DAVID WAKEFIELD I've never been to Australia - although I hope to put that sad omission right before very much longer. So my knowledge of the vast continent's people is largely gleaned from friends who live out there, others who have visited, and the folklore that's grown up during my lifetime about the Australian character.

DAVID WAKEFIELD

I've never been to Australia - although I hope to put that sad omission right before very much longer. So my knowledge of the vast continent's people is largely gleaned from friends who live out there, others who have visited, and the folklore that's grown up during my lifetime about the Australian character.

Boyhood memories of Bill Kerr (in Hancock's Half Hour) and actor Chips Rafferty have been spiced in a lifetime's love of cricket by the distinctive voices and dry humour, of Jack Fingleton, Alan MacGilvray and Richie Benaud on the radio and telly. I have, I suppose, developed in my own mind a composite version of the typical Okker: He's a combination of the admirable Alf (you flamin' Hoon) Stewart, of five's daily soap Home and Away, and Steve Irwin, the Crocodile Hunter, whose ability to dangle the world's third most venomous serpent inches from his face while telling it “Strewth, mate, you're a bit cranky today” has won him my undying admiration.
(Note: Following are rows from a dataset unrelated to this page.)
PR #73, opened 2020-08-16
Edit global config in UI

baruchiro:
image
image

In forms, we have two ways- make the form reactive so any change will **immediately update** the state and the config, and the other way- **clone** the editable object, make the changes and update the config **only when the user press "Send"**.

I prefer the second way (but I know nowadays the first way come to be common).

In the second way, in Vue, we have two ways:
 - Split the two-way binding by setting the value of the field with the **original value**, but listen to the `change` event to update the **local component state**, and send the updated state when the user submits.
 - Clone **the whole object** (by `JSON.parse(JSON.stringify` for example) and **bind** it to the UI.

In this form I selected the second way.

### DIFF
--- a/src/components/App/ConfigEditor.vue
+++ b/src/components/App/ConfigEditor.vue
@@ -1,5 +1,8 @@
 <template>
-  <v-form ref="form" v-model="validated">
+  <v-form
+    ref="form"
+    v-model="validated"
+  >
     <v-container>
       <v-row justify="center">
         <v-col class="py-0">
@@ -11,7 +14,10 @@
             @input="updateConfig($event, 'numDaysBack')"
           />
         </v-col>
-        <v-col cols="auto" class="py-0">
+        <v-col
+          cols="auto"
+          class="py-0"
+        >
           <v-checkbox
             label="Show browser"
             :value="storeGlobalConfig.showBrowser"
@@ -21,7 +27,13 @@
       </v-row>
     </v-container>
 
-    <v-btn color="primary" :disabled="!readyToSave" @click="submitForm()">Save</v-btn>
+    <v-btn
+      color="primary"
+      :disabled="!readyToSave"
+      @click="submitForm()"
+    >
+      Save
+    </v-btn>
   </v-form>
 </template>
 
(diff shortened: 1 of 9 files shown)


src/components/App/ConfigEditor.vue
```diff
@@ -0,0 +1,90 @@
...
+      color="primary"
+      :disabled="!readyToSave"
+      @click="submitForm()"
+    >
+      Save
+    </v-btn>
+  </v-form>
+</template>
+
+<script lang="ts">
```
baruchiro, line 40: Note this is a TS component, it works.

src/components/App/ConfigEditor.vue
```diff
@@ -0,0 +1,90 @@
...
+import Vue from 'vue';
+import { mapGetters, mapActions } from 'vuex';
+import { GLOBAL_CONFIG_GETTER, UPDATE_GLOBAL_CONFIG_ACTION } from '@/store/modules/Config';
+import { VForm } from '@/types/vuetify';
```
baruchiro, line 44: Workaround for `Vue.$refs` that hold an abstract `Vue` instances so you have to convert it to the specific type.

src/originalBudgetTrackingApp/configManager/configManager.ts
```diff
@@ -16,10 +16,10 @@ export interface Config {
...
     ynab?: YnabConfig;
   };
-  scraping: {
-    'numDaysBack': number;
-    'showBrowser': boolean;
-    'accountsToScrape': AccountToScrapeConfig[];
+  accountsToScrape: AccountToScrapeConfig[];
+  globalConfig: {
+    numDaysBack: number;
+    showBrowser: boolean;
```
baruchiro, line 22: @brafdlog Split the `accountsToScrape` from the other global config.

baruchiro: The is a trade-off here. I want all the configs that configured by the `configEditor` in one sub-object, but it means that any different sub-object will need to take its config from the `globalConfig`.

And the opposite- you suggesting each config will be in its used object, and the `configEditor` will need to collect them to one view.

OK, we just need to take one of the options.

baruchiro: I mean, I have no objection to your proposal, I'm working on it.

My imaginary Oz man is, well, a man's man, if such things exist. Which surprises me slightly when this quality is laid alongside Australia's more recent impact on the culinary market. The Pacific Rim style of cookery can be found over a vast area, but seems to have made its chief landmark in Australia. It's a fusion of flavour combinations in which unlikely mixes do, in fact, work. And if you need further proof, then take the very pleasant, meandering drive out to the village of Ringland, where there's a small, but important outpost of Rim cooking.
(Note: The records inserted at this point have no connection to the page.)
PR #76, opened 2020-08-18
Event emitter

baruchiro:
We have work to do here.

In this code I just implemented the `eventEmitter` in some way, I have no experience and knowledge about conventions and best practices with `eventEmitters`, so we need to think about all. I just started to see if we can learn something about what we need to do.

And I learned.

We need to define the `event`s we want to `emit`. (I think we need to define the event types to know what the event is, and what data to expect, and what to do...)

Currently, I used four event types:
 - `status`: Generic "log" message, just reporting about step in our flow.
 - `progress`: The `israeli-bank-scrapers` expose only one generic method to register a listener (see [here](https://github.com/eshaham/israeli-bank-scrapers/blob/70d5d6d6b3cdad8967fc15ca8169b3ef3e25ce39/src/scrapers/base-scraper.ts#L192-L194)), so I used `progress` to different between `status` and `progress`.
- `error`: To error (but if we are throwing the error, do we need also to `emit`? I think my code is throwing the same error twice, because it `emit` and `throw`, then `catch` and `emit` and `throw` again)
- `finish`: We have some `finish` events, one for each scrape finished, and one for each output finished?

Also, I will write comments on the code about the decisions I make.


src/originalBudgetTrackingApp/commonTypes.ts
```diff
@@ -1,7 +1,31 @@
 import { Transaction } from '@/originalBudgetTrackingApp/bankScraper';
+import { CompanyTypes } from '@brafdlog/israeli-bank-scrapers-core';
+
+export interface ProgressEmitter {
+  onProgress(func: (...args: any[]) => void): void
+}
```
baruchiro, line 6: To expect [this method](https://github.com/eshaham/israeli-bank-scrapers/blob/83c4b664137e9bfdd76d8ef71cdce47a55733f58/src/scrapers/base-scraper.ts#L192-L194) in the `israeli-bank-scrapers`

src/originalBudgetTrackingApp/commonTypes.ts
```diff
@@ -1,7 +1,31 @@
...
+export interface ScrapingEventEmitter {
+  on<U extends keyof ScrapingEvents>(
+    event: U, listener: ScrapingEvents[U]
+  ): this;
+
+  emit<U extends keyof ScrapingEvents>(
+    event: U, ...args: Parameters<ScrapingEvents[U]>
+  ): boolean;
+
+  listenTo(emitter: ProgressEmitter): void
```
baruchiro, line 30: Start to listen to `israeli-bank-scrapers` events

src/originalBudgetTrackingApp/commonTypes.ts
```diff
@@ -1,7 +1,31 @@
...
 }
+
+export interface ScrapingEvents {
+  status: (status: string, data?: { name?: string, [other: string]: any }) => void,
+  progress: (...args: any[]) => void,
+  error: (message: string, data?: { companyId?: CompanyTypes, error?: Error, [other: string]: any }) => void,
+  finish: (data?: { companyId?: CompanyTypes, accountId?: string, [other: string]: any }) => void
+}
+
+export interface ScrapingEventEmitter {
```
baruchiro, line 21: I don't require a "real" event emitter (`require('events').EventEmitter`) because of `EventEmitter` is just an implementation of the `emit` method.
Actually now I think this interface even should not include the `on` method, because you need to decide if you really need this method. The scraping method doesn't use this method.
(See in the `ConsoleEmitter`, you don't have to use this method at all)

src/originalBudgetTrackingApp/index.ts
```diff
@@ -21,64 +22,66 @@ const DATE_FORMAT = 'DD/MM/YYYY';
 
 export const { getYnabAccountDetails } = ynab;
 
-export async function scrapeAndUpdateOutputVendors() {
+export async function scrapeAndUpdateOutputVendors(optionalEventEmitter?: ScrapingEventEmitter) {
+  const eventEmitter = new EmptyEventEmitterAdapter(optionalEventEmitter);
```
baruchiro, line 26: If you keep the `ScrapingEventEmitter` as `nullable`, so you have to pass it as `nullable` to all methods, and I was afraid the if some method declaring it as `nullable`, you may forget to move it within out internal implementation, and there will be no error.

To solve this I declared it as `nullable` only in the `export`ed method, then I adapted it to `EmptyEventEmitterAdapter`, and then I can pass it as not null, even if it null.

Not sure it is a good practice at all.

baruchiro:
@brafdlog I want you to review this, this is **draft** because we didn't discuss it, so I just POC it and we can discuss here or in a meeting.

brafdlog:
> @brafdlog I want you to review this, this is **draft** because we didn't discuss it, so I just POC it and we can discuss here or in a meeting.

I will review as soon as I can

baruchiro:
Hope I did the merge correctly

brafdlog (commented):
I know we discussed passing an event emitter to the main `scrapeAndUpdateOutputVendors` function but I now see that it complicates things. The fact that we get it as a parameter forces you to handle the case that it was not passed and to expose the fact of listening to the israeli-bank-scrapers event emitter which IMO should be an internal implementation detail.

I have two alternatives in mind:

A Taste of Oz is tacked on the rear of The Swan, the popular village pub, and is the brainchild of the pub's current owners, Darren and Clare Emmett. Big, bright and airy, the restaurant, complete with bar at one end, is suitably decked out in Antipodean décor - yes, including boomerangs - and Aboriginal art. We happened to dine beside a splendid panoramic view of Sydney harbour, while, facing me, was a vista of the equally impressive waterfront at Perth, Western Australia.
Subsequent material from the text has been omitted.